**** Input data

PR #3934, opened 2022-11-28
Add basic smoke tests for PatternFly version of Network Graph

vjwilson:
## Description

The journey of 1000 miles starts with one step.

## Checklist

## Testing Performed

Run locally
Screen Shot 2022-11-28 at 5 52 24 PM

### DIFF
--- a/tests/e2e/lib.sh
+++ b/tests/e2e/lib.sh
@@ -43,7 +43,7 @@ deploy_stackrox_with_custom_sensor() {
 
     # generate init bundle
     password_file="$ROOT/deploy/$ORCHESTRATOR_FLAVOR/central-deploy/password"
-    if [ ! -f "$password_file" ]; then 
+    if [ ! -f "$password_file" ]; then
         die "password file $password_file not found after deploying central"
     fi
     kubectl -n stackrox exec deploy/central -- roxctl --insecure-skip-tls-verify \
@@ -82,6 +82,7 @@ export_test_environment() {
     ci_export ROX_QUAY_ROBOT_ACCOUNTS "${ROX_QUAY_ROBOT_ACCOUNTS:-true}"
     ci_export ROX_SEARCH_PAGE_UI "${ROX_SEARCH_PAGE_UI:-true}"
     ci_export ROX_SYSTEM_HEALTH_PF "${ROX_SYSTEM_HEALTH_PF:-true}"
+    ci_export ROX_NETWORK_GRAPH_PATTERNFLY "${ROX_NETWORK_GRAPH_PATTERNFLY:-true}"
 }
 
 deploy_central() {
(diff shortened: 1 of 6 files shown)


tests/e2e/lib.sh
```diff
@@ -82,6 +82,7 @@ export_test_environment() {
     ci_export ROX_QUAY_ROBOT_ACCOUNTS "${ROX_QUAY_ROBOT_ACCOUNTS:-true}"
     ci_export ROX_SEARCH_PAGE_UI "${ROX_SEARCH_PAGE_UI:-true}"
     ci_export ROX_SYSTEM_HEALTH_PF "${ROX_SYSTEM_HEALTH_PF:-true}"
+    ci_export ROX_NETWORK_GRAPH_PATTERNFLY "${ROX_NETWORK_GRAPH_PATTERNFLY:-true}"
```
pedrottimark, line 85: Aha, this is step 4 in the instructions:
https://github.com/stackrox/stackrox/tree/master/ui/apps/platform#add-a-feature-flag-to-frontend-code

ui/apps/platform/cypress/helpers/networkGraphPF.js
```diff
@@ -0,0 +1,111 @@
+import * as api from '../constants/apiEndpoints';
+import { selectors as networkGraphSelectors } from '../constants/NetworkPage';
```
pedrottimark, line 2: Recommendation not a blocker to merge:

If there is a helper function for a semantic interaction, prefer to encapsulate the relevant api endpoints and DOM selectors in the helpers file.
* Only Network Graph tests`api.network.whatever` properties. Most if not all deserve to be encapsulated by visit or interact helper functions.
* For selectors, the only counter-example that comes to mind for **both** helpers **and** tests to use selectors is disabled/enabled assertions about Save or Test buttons in integration form tests.

ui/apps/platform/src/routePaths.js
```diff
@@ -149,7 +149,7 @@ const vulnManagementPathToLabelMap = {
 export const basePathToLabelMap = {
     [dashboardPath]: 'Dashboard',
     [networkBasePath]: 'Network Graph',
-    [networkBasePathPF]: 'Network Graph-Patternfly',
+    [networkBasePathPF]: 'PatternFly Network Graph',
```
pedrottimark, line 152: Because the container renders the page title, which is the preferred pattern:
https://github.com/stackrox/stackrox/blob/master/ui/apps/platform/src/Containers/NetworkGraph/NetworkGraphPage.tsx#L65

Can you see if it works to delete this title property and instead provide a literal string in the `NavigationSidebar` component? Although the procedure to add a container must include `Body` and usually includes `NavigationSidebar` components, every extra “global registration” step is a barrier to inclusion and risks being the straw that breaks the camel’s brain, according to the principle of up-to-7 items in short-term memory.

vjwilson:
Superseded by https://github.com/stackrox/stackrox/pull/5264

PR #3937, opened 2022-11-29
ROX-13644 enable fake k8s client in sensor integration tests

lvalerom:
## Description

This PR enables the `TestContext` used in sensor's integration tests to use a fake k8s client.

The PR also reenables the `DeploymentExposure` tests that now use this fake client. By changing this, the flake [ROX-12948](https://issues.redhat.com/browse/ROX-12948) should be fixed.

## Checklist

## Testing Performed

* [ ] Five consecutive successful runs in CI
* [x] Manual testing with `make sensor-integration-test`

### DIFF
--- a/sensor/tests/resource/helper.go
+++ b/sensor/tests/resource/helper.go
@@ -6,6 +6,7 @@ import (
 	"log"
 	"net"
 	"os"
+	"reflect"
 	"strings"
 	"testing"
 	"time"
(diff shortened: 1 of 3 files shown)


lvalerom:
We decided to close this because it doesn't make sense to complicate the integration test utilities by adding the fake k8s client, which will also taint the nature of these tests.

PR #3943, opened 2022-11-29
Reuse NetworkEndpoint in "processes listening on ports" user-facing API

ovalenti:
This is an attempt to use the NetworkEndpoint object from network-flow to report processes listening on ports through the customer API. This is achieved by enriching the NetworkEntityInfo with originator process information (in the form of ProcessIndicator).
The user API would return a list of NetworkEndpoint objects.


ovalenti:
Closing this as it doesn't seem worth the effort; in particular, process-originator won't make much sense in network-graph, since endpoints are per deployment.

PR #3957, opened 2022-11-30
Start a pprof server for realtime metric observation

fredrb:
## Description

Other than outputting the pprof metric bundle to files, we could provide an http pprof server for realtime observations. This also allows to explore other pprof metrics that are not exported now, like `goroutines` and `mutext`. 

## Checklist

## Testing Performed

Example:
```
go tool pprof -http localhost:9090 http://localhost:6060/debug/pprof/goroutine
```

### DIFF
--- a/tools/local-sensor/main.go
+++ b/tools/local-sensor/main.go
@@ -9,6 +9,7 @@ import (
 	"fmt"
 	"log"
 	"net"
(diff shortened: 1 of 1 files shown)


lvalerom (approved):
Looks good to me.

PR #3961, opened 2022-11-30
Add Cypress tests for collection CRUD operations

dvail:
## Description

Add Cypress e2e tests for core collection CRUD workflows: create/edit/clone/delete.

Enhances the aria-label values for existing value selectors for better accessibility and more reliable test hooks.

Fixes a bug with the collection name in the form, where in some cases the `(COPY)` string was not appended in clone mode.

## Follow ups

- Tests for the embedded collection feature
- Tests that assert on values in the collection results sidebar at a basic level

## Checklist

## Testing Performed

Local Cypress test run:
image

Additionally, each test was manually interrupted and then the entire spec was run again from the start to ensure mid-spec failures correctly clean up data stored server side.

### DIFF
--- a/ui/apps/platform/cypress/constants/apiEndpoints.js
+++ b/ui/apps/platform/cypress/constants/apiEndpoints.js
@@ -182,10 +182,3 @@ export const extensions = {
 export const permissions = {
     mypermissions: '/v1/mypermissions',
 };
-
-export const collections = {
-    baseUrl: '/v1/collections',
-    count: '/v1/collectionscount',
-    dryRun: '/v1/collections/dryrun',
-    autocomplete: '/v1/collections/autocomplete',
-};
--- a/ui/apps/platform/cypress/constants/apiEndpoints.js
+++ b/ui/apps/platform/cypress/constants/apiEndpoints.js
@@ -182,3 +182,10 @@ export const extensions = {
 export const permissions = {
     mypermissions: '/v1/mypermissions',
 };
+
+export const collections = {
+    baseUrl: '/v1/collections',
+    count: '/v1/collectionscount',
+    dryRun: '/v1/collections/dryrun',
+    autocomplete: '/v1/collections/autocomplete',
+};
--- a/ui/apps/platform/cypress/integration/collections/collectionsCrudWorkflow.test.js
+++ b/ui/apps/platform/cypress/integration/collections/collectionsCrudWorkflow.test.js
@@ -1,14 +1,16 @@
 import withAuth from '../../helpers/basicAuth';
-import { collections as collectionsApi } from '../../constants/apiEndpoints';
 import { visitCollections } from '../../helpers/collections';
 import { hasFeatureFlag } from '../../helpers/features';
+
+const baseUrl = '/v1/collections';
+const autocompleteUrl = `${baseUrl}/autocomplete`;
 
 // Cleanup an existing collection via API call
 function tryDeleteCollection(collectionName) {
     const auth = { bearer: Cypress.env('ROX_AUTH_TOKEN') };
 
     cy.request({
-        url: `${collectionsApi.baseUrl}?query.query=Collection Name:"${collectionName}"`,
+        url: `${baseUrl}?query.query=Collection Name:"${collectionName}"`,
         auth,
     }).as('listCollections');
 
@@ -16,12 +18,16 @@ function tryDeleteCollection(collectionName) {
         const collection = res.body.collections.find(({ name }) => name === collectionName);
         if (collection) {
             const { id } = collection;
-            const url = `${collectionsApi.baseUrl}/${id}`;
+            const url = `${baseUrl}/${id}`;
             cy.request({ url, auth, method: 'DELETE' });
         }
     });
 }
 
+/* 
+    Each test in this spec builds upon the previous by executing another piece
+    of the collection CRUD workflow.
+*/
 describe('Create collection', () => {
     withAuth();
 
@@ -31,7 +37,7 @@ describe('Create collection', () => {
         }
         // Ignore autocomplete requests
         // TODO Remove this once the feature is in
-        cy.intercept(`${collectionsApi.autocomplete}`, {});
+        cy.intercept(autocompleteUrl, {});
     });
 
     const collectionName = 'Financial deployments';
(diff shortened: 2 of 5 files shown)


dvail:
* master
  * **PR #3961** <a href="https://app.graphite.dev/github/pr/stackrox/stackrox/3961" target="_blank">Graphite</a>  👈

This comment was auto-generated by [Graphite](https://app.graphite.dev/github/pr/stackrox/stackrox/3961?utm_source=stack-comment).

ui/apps/platform/cypress/integration/collections/collectionsCrudWorkflow.test.js
```diff
@@ -0,0 +1,150 @@
...
+        cy.get(`button:contains('Add "payments"')`).click();
+
+        cy.get('button:contains("All clusters")').click();
+        cy.get('button:contains("Clusters with names matching")').click();
+        cy.get('input[aria-label="Select value 1 of 1 for the cluster name"]').type('production');
+        cy.get(`button:contains('Add "production"')`).click();
+
+        cy.get('button:contains("Save")').click();
+
+        cy.get('a:contains("Financial deployments")');
```
pedrottimark, line 77: What are pro and con for understandability to add table cell to selector?

```js
cy.get('td[data-label="Collection"] a:contains("Financial deployments")');
```

pedrottimark: A separate stylistic question which I ask but have no strong opinion, whether to use template literal:

```js
cy.get(`a:contains("${collectionName}")`);
```

ui/apps/platform/cypress/integration/collections/collectionsCrudWorkflow.test.js
```diff
@@ -0,0 +1,150 @@
+import withAuth from '../../helpers/basicAuth';
+import { collections as collectionsApi } from '../../constants/apiEndpoints';
+import { visitCollections } from '../../helpers/collections';
+import { hasFeatureFlag } from '../../helpers/features';
+
+// Cleanup an existing collection via API call
```
pedrottimark, line 6: You keep teaching me new idioms!

If first impression is correct that most or all tests depend on each other:
1. Can you add a comment to make the dependency explicit?
2. What are pro and con to call `tryDeleteCollection` at beginning of test versus to add an explicit test at end to delete created and cloned collections via user interface?

pedrottimark (approved):
Bravo to improve accessibility while you write tests! A few comments as usual.

ui/apps/platform/cypress/integration/collections/collectionsCrudWorkflow.test.js
dvail: Aha, I meant to change the second one before I pushed and looks like it slipped by.

ui/apps/platform/cypress/integration/collections/collectionsCrudWorkflow.test.js
dvail: 1. Sure. Ideally I'd have each test fully independent, but I think being able to test the full workflow here is worthwhile and I'm not sure how to keep the tests independent without a lot of repetition. Having a single spec file as independent is probably good enough in this case.
2. This was actually a recommendation from the Cypress docs so that each test is capable of cleaning up before assertions are made. This covers the cases where we run tests out of order (in development, `it.skip`, `it.only`, etc), or a test fails before its cleanup functions can be called. That said, why not both? It might be beneficial to add a catch all cleanup test at the end to keep data from leaking out of this spec, plus we get the benefit of more actual UI test coverage.

pedrottimark: Indeed. I admit that I did not analyze carefully to what extent you can `skip` or `only` in this test file.

ui/apps/platform/cypress/constants/apiEndpoints.js
```diff
@@ -182,3 +182,10 @@ export const extensions = {
 export const permissions = {
     mypermissions: '/v1/mypermissions',
 };
+
+export const collections = {
```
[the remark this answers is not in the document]
pedrottimark: Yes, please.

1. You might use string literal for transient uses of endpoint like autocomplete mock in test file.
2. As a follow up, let’s discuss helper functions to encapsulate `cy.get('button:contains("Save")').click();`
    * `saveCreatedCollection` for POST and GET requests
    * `saveUpdatedCollection` for PUT and GET requests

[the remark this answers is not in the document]
pedrottimark: Also for `deleteCollection(collectionName)` as discussed in another comment.

ui/apps/platform/cypress/integration/collections/collectionsCrudWorkflow.test.js
```diff
@@ -0,0 +1,184 @@
...
+        cy.get(`td[data-label="Collection"] a:contains("${clonedName}")`);
+    });
+
+    it('should delete the previously created collections', () => {
+        // From the main table
+        visitCollections();
+
+        // Delete the clone first, since the `:contains()` selector cannot do an exact match
+        // Delete one from the main collection table
+        cy.get(`tr:has(a:contains("${clonedName}")) button[aria-label="Actions"]`).click();
```
dvail, line 166: Just realized that the long awaited `:has` CSS selector that landed in Chrome v105 can be used in our e2e tests since the current version of Chrome that Cypress is using is 108.

IMO this can simplify some complicated selections that make sense from a user perspective but were difficult to implement in a single selector so that we can take advantage of Cypress retry mechanisms. This is especially helpful when working with tables.

From an end user view, I'd scan the table for the collection I want to delete by name, go to the menu button, then click it. This CSS selector effectively says "Find me a `tr` that has a descendant `a` containing the text `"${clonedName}"`, then get me a button within that `tr` that is labeled `"Actions"` ".

I'm not sure if there is another way to do this with a single selector without hard coding a `tr` index or making other assumptions about the DOM structure.

pedrottimark: Super! Please share this excellent example in next team meeting.

Cypress folder has 7 occurrences in 4 files, which might have been via jQuery:
* https://api.jquery.com/has-selector/
* https://developer.mozilla.org/en-US/docs/Web/CSS/:has

dvail: Aww, I thought I discovered something. Chances are this is still just using the jQuery selector under the hood...

Still good to know we can use it though :)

********

Work item: Scan the records above and show every line in which the word "pedrottimark" occurs.

Exercise solution:
pedrottimark, line 85: Aha, this is step 4 in the instructions:
pedrottimark, line 2: Recommendation not a blocker to merge:
pedrottimark, line 152: Because the container renders the page title, which is the preferred pattern:
pedrottimark, line 77: What are pro and con for understandability to add table cell to selector?
pedrottimark: A separate stylistic question which I ask but have no strong opinion, whether to use template literal:
pedrottimark, line 6: You keep teaching me new idioms!
pedrottimark (approved):
pedrottimark: Indeed. I admit that I did not analyze carefully to what extent you can `skip` or `only` in this test file.
pedrottimark: Yes, please.
pedrottimark: Also for `deleteCollection(collectionName)` as discussed in another comment.
pedrottimark: Super! Please share this excellent example in next team meeting.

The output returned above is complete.